Dataset entries

PR #474, opened 2026-08-05
fix(android-agent): handle scrcpy server process errors

dr-salman-ahmad:
## Summary

The scrcpy server process spawned in `ScrcpySession.start()` (real-device video streaming path) had no `.on('error', ...)` listener. Node emits `'error'` on a `ChildProcess` (an `EventEmitter`) asynchronously, and an unhandled `'error'` event throws — with no `uncaughtException` handler anywhere in this process, that crash took down the **entire** android-agent process, ending every device session it was managing, not just the one whose server process errored. 

This adds an `.on('error', ...)` handler that logs and continues, matching the pattern already used for every other spawned child process in this codebase (`EmulatorLauncher`, `EmulatorVideo`, ios-agent's `ScreenCaptureStreamer` and `KeyboardHelperDaemon`) — `ScrcpySession` was the one outlier missing it.

- `packages/android-agent/src/scrcpy/ScrcpySession.ts` — attach the error handler right after spawn, before either `.kill()` call site (`start()`'s catch block and `stop()`)
- `packages/android-agent/src/__tests__/ScrcpySession.test.ts` — regression test asserting `serverProc.emit('error', ...)` does not throw; verified it fails without the fix with the exact crash signature
- `.changeset/scrcpy-session-error-handler.md` — patch bump for `@tapflowio/android-agent`
- `CHANGELOG.md` — entry under `## [Unreleased]` → `### Fixed`

## Checklist

- [x] Tests written and passing (`pnpm --filter @tapflowio/android-agent test` — 208/208)
- [x] No `any`
- [x] Interface changes land in `agent-core` first — n/a, no interface change

## Related `.work/` docs

Adversarial review recorded in `.work/reviews/fix__scrcpy-session-error-handler.md` against HEAD `c007606a11f4da13883986215979e033f1a603c4` — two independent-context passes: one verifying the bug claim itself (no global exception handler catches this; every other `spawn()` call in the codebase already guards against it), one reviewing the actual diff (handler placement, test validity — confirmed non-vacuous by reverting and re-running — changeset/CHANGELOG correctness, and completeness of the fix). No issues found.

## Summary by CodeRabbit

* **Bug Fixes**
  * Improved Android device connection stability by preventing session errors from crashing the agent or interrupting other active sessions.
  * Session-process errors are now safely logged for troubleshooting.

* **Tests**
  * Added regression coverage for session-process error handling.

* **Documentation**
  * Updated the unreleased changelog with the connection stability fix.


jo-duchan (commented):
Thanks for this, and for the unusually thorough write-up — it made the review much easier to follow.

The core diagnosis holds up. `ScrcpySession` really was the one `spawn()` call site in the repo without an `'error'` listener, and the placement (right after `spawn()`, ahead of both `.kill()` call sites) is exactly where it belongs.

I checked the regression test rather than taking it on faith. Reverting the one-line fix and re-running gives:

```
AssertionError: expected [Function] to not throw an error but 'Error: EPIPE' was thrown
 ❯ src/__tests__/ScrcpySession.test.ts:101
```

So it genuinely catches the regression. The full suite is 208/208 locally with the patch applied. The fake-proc timing in that test is easy to get subtly wrong, and you got it right.

Two things I'd like adjusted before this goes in.

### 1. The trigger described isn't the one that fires

The PR body, the changeset, `CHANGELOG.md`, and both new comments all attribute the crash to `kill()` racing an already-exited process. Node doesn't emit `'error'` in that case. `ChildProcess.prototype.kill()` treats `ESRCH` as a no-op and returns `false`:

```js
} else if (err === UV_ESRCH) {
  /* Already dead. */
}
```

(`lib/internal/child_process.js`)

Confirmed on node v24.15.0:

```
kill() on exited proc -> returned: false | error emitted: false
```

The fix is still worth having, to be clear. `spawn()` failures (`ENOENT`, `EACCES`, `EAGAIN` under process pressure) and `EPERM` from `kill()` do emit, and an unhandled one takes the whole agent down exactly as you describe. It's only the specific scenario that doesn't reproduce.

This matters most in `CHANGELOG.md`, since that one is user-facing. "A dropped real-device connection could take down every other Android device with it" states a cause we can't reproduce, and it'll ship in release notes as written. Could you reword the CHANGELOG entry and the changeset around the paths that do emit, or drop the specific scenario and describe it as an unhandled-`'error'` crash risk? The code comment and the test comment deserve the same treatment.

### 2. `logger.warn` → `logger.error`

The neighbouring handlers use `error` for this: `EmulatorLauncher.ts:66` and `XCUITreeReader.ts:127`. The stream is effectively over by the time this fires, so `error` matches both the convention and the severity.

---

One thing that is **not** for this PR, just noting it so it isn't lost: `EmulatorVideo` calls `onDead(...)` on the same event so the session gets torn down, whereas here the process can die while the session still looks alive to the dashboard. The absent `'exit'`/`'close'` handlers are the same gap. That's real, but it's a different problem from the crash you're fixing, and I'd rather keep this PR scoped as it is. I'll open a follow-up issue for it.

CI hasn't run yet — workflows need maintainer approval for first-time contributors. I'll take care of that so you get a real signal on the next push.

Thanks again, this is a good catch and a well-argued one.

dr-salman-ahmad:
Thanks for @jo-duchan  the detailed review — appreciate you verifying against the Node source and confirming the test still catches the regression.

You're right on both points:

1. Reworded the changeset, CHANGELOG.md entry, and both comments (code + test) to describe the actual crash paths — spawn() failures (ENOENT/EACCES/EAGAIN) and EPERM from kill() — instead of the kill()-on-exited-process scenario, which I now see is a documented no-op.
2. Switched logger.warn → logger.error to match EmulatorLauncher.ts and XCUITreeReader.ts.

Pushed in 29bf7f9. Sounds good on keeping the exit/close gap as a separate follow-up.

jo-duchan:
This all looks right. The reworded changeset, CHANGELOG entry and both comments land where I hoped, and rewriting the CHANGELOG headline rather than just the parenthetical was the right call — that was the line that would have shipped. `logger.error` matches the neighbours too.

Verified locally on 4364aa5 with main merged in: android-agent is 208/208 and eslint is clean.

One small leftover, and it's the description rather than the code. The Summary still carries the original attribution:

> A realistic trigger: `serverProc.kill()` racing an already-exited process, e.g. after the physical device disconnects.

Your commit message on 29bf7f9 already sets the record straight, and we merge with a merge commit, so the git history is fine either way. It's just that the PR page is where someone lands from a `git blame` a year out, and it would be a shame for it to still teach the one version we established doesn't happen. Could you edit the description when you get a moment? Housekeeping only — not blocking.

CI still hasn't run: workflows need maintainer approval for first-time contributors, and that's on me rather than you. I'll get it going so you have a real signal.

Thanks also for #479 — I'll review that one on its own thread.

dr-salman-ahmad:
> This all looks right. The reworded changeset, CHANGELOG entry and both comments land where I hoped, and rewriting the CHANGELOG headline rather than just the parenthetical was the right call — that was the line that would have shipped. `logger.error` matches the neighbours too.
> 
> Verified locally on [4364aa5](https://github.com/jo-duchan/tapflow/commit/4364aa50bf946e8f2337d608982d2ecc512272cd) with main merged in: android-agent is 208/208 and eslint is clean.
> 
> One small leftover, and it's the description rather than the code. The Summary still carries the original attribution:
> 
> > A realistic trigger: `serverProc.kill()` racing an already-exited process, e.g. after the physical device disconnects.
> 
> Your commit message on [29bf7f9](https://github.com/jo-duchan/tapflow/commit/29bf7f93234e0fce3c64363fb90689e6ba526eb0) already sets the record straight, and we merge with a merge commit, so the git history is fine either way. It's just that the PR page is where someone lands from a `git blame` a year out, and it would be a shame for it to still teach the one version we established doesn't happen. Could you edit the description when you get a moment? Housekeeping only — not blocking.
> 
> CI still hasn't run: workflows need maintainer approval for first-time contributors, and that's on me rather than you. I'll get it going so you have a real signal.
> 
> Thanks also for #479 — I'll review that one on its own thread.

Good catch, thanks — that line was a leftover from before we corrected the trigger everywhere else. Edited the description to remove it; the rest is unchanged. Appreciate you re-verifying locally and catching this.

■ What to work on ■
Look over the records. Copy the lines that include the word "ScrcpySession".

■ Solution to this exercise ■
The scrcpy server process spawned in `ScrcpySession.start()` (real-device video streaming path) had no `.on('error', ...)` listener. Node emits `'error'` on a `ChildProcess` (an `EventEmitter`) asynchronously, and an unhandled `'error'` event throws — with no `uncaughtException` handler anywhere in this process, that crash took down the **entire** android-agent process, ending every device session it was managing, not just the one whose server process errored. 
This adds an `.on('error', ...)` handler that logs and continues, matching the pattern already used for every other spawned child process in this codebase (`EmulatorLauncher`, `EmulatorVideo`, ios-agent's `ScreenCaptureStreamer` and `KeyboardHelperDaemon`) — `ScrcpySession` was the one outlier missing it.
- `packages/android-agent/src/scrcpy/ScrcpySession.ts` — attach the error handler right after spawn, before either `.kill()` call site (`start()`'s catch block and `stop()`)
- `packages/android-agent/src/__tests__/ScrcpySession.test.ts` — regression test asserting `serverProc.emit('error', ...)` does not throw; verified it fails without the fix with the exact crash signature
The core diagnosis holds up. `ScrcpySession` really was the one `spawn()` call site in the repo without an `'error'` listener, and the placement (right after `spawn()`, ahead of both `.kill()` call sites) is exactly where it belongs.
 ❯ src/__tests__/ScrcpySession.test.ts:101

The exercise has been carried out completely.